Some of the inks and anthotypes I made
I processed the botanics I collected into inks. It was conceptually a sort of loose California extension of my Little library of foraged inks projects where I shared my botanical inks with the public in mostly organized spaces and once in the wild. In California I shared my ink with the public in Santa Monica during an open studio for Frieze Art Fair at the beginning of my stay. I shared the inks again at the end of my stay with a group of adults and children who first encountered my work during the Frieze open house and liked it so much they wanted to try it again! The group of about six children and ten adults painted with inks and made anthotypes with the bay door open on a bit of a blustery Santa Monica day. It was a pleasure to share my work with this group and the man who arranged the afternoon gifted me with five beautiful hand picked books focusing on botanical art, concepts, theories and stewardship practices. It was such a thoughtful gift. He also gifted me a cellulose (a type of plastic made from plants) fountain pen and mechanical pencil set from the 1940s. I was so surprised by these unexpected treats!
A gift of books. I found the vintage copy of California Spring Wildflowers at The Last Bookstore, one of my favourite bookstores in LA. I also love Skylight Books, in Los Feliz.
Many people were generous with me while I visited California and I have been telling anyone who will listen how friendly/lovely I find the majority of Californians for years. It is one of the things that keeps on bringing me back there, nearly annually, since 2012 when I went for the first time. This time I was put in contact with an artist called Kim Russo who also collects and processes wild pigments out of her home studio in Topanga Canyon. I was lucky enough to have Kim come for a studio visit with me and then on another day she took me into the mountains of Topanga where we gathered sour grass, oak gall and acorn caps to process into inks.

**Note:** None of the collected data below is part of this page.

PR #1693, opened 2021-02-26
Compare foreign key table names case-insensitively

tomhoule:
...on MySQL on windows.

The relevant diff is mostly this line:

```
-    let references_same_table = previous.referenced_table().name() == next.referenced_table().name();
+    let references_same_table = flavour.table_names_match(fks.map(|fk| fk.referenced_table().name()));
```

Related: https://github.com/prisma/prisma/issues/5551 and https://github.com/prisma/prisma/issues/4748

### DIFF
--- a/migration-engine/connectors/sql-migration-connector/src/pair.rs
+++ b/migration-engine/connectors/sql-migration-connector/src/pair.rs
@@ -25,6 +25,17 @@ impl<T> Pair<T> {
         (&self.previous, &self.next)
     }
 
+    pub(crate) fn interleave<F, I, O>(&self, f: F) -> impl Iterator<Item = Pair<O>>
+    where
+        I: IntoIterator<Item = O>,
+        F: Fn(&T) -> I,
+    {
+        f(&self.previous)
+            .into_iter()
+            .zip(f(&self.next).into_iter())
+            .map(Pair::from)
+    }
+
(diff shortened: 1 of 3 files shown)


migration-engine/connectors/sql-migration-connector/src/pair.rs
```diff
@@ -25,6 +25,17 @@ impl<T> Pair<T> {
         (&self.previous, &self.next)
     }
 
+    pub(crate) fn interleave<F, I, O>(&self, f: F) -> impl Iterator<Item = Pair<O>>
```
pimeys, line 28: Abstract methods like this would gain a lot from some documentation...

tomhoule: can do!

tomhoule: pushed a commit with a docstring —_feedback on the docstring is very welcome

pimeys (approved):
Would also benefit from a test. But... I know it's not really possible due to us not testing on Windows.

tomhoule:
Yep, I wish we _could_ write a test for this... We could simulate the lower-casing on our side, but it would be a lot of effort and test infrastructure to maintain, without the certainty of matching how MySQL does it :/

Sour grass I harvested with Kim in Topanga Canyon ready to be pressed in my flowers press
I also met a number of international artists who were concurrently residents at the arts complex where I was stationed. Cristallina Fischetti is a painter from London who also hosts a weekly podcast called Hype A on which she interviews artists about their artistic practices. Cristallina invited me to be the first guest from the arts complex on her podcast and we had a lovely studio visit followed by an on air conversation about my work and Unama’ki.
It’s good to be back home again in Unama’ki. But I do miss the warmth and proximity to the beach!
This residency was made possible with the generous support of the Canada Council for the Arts.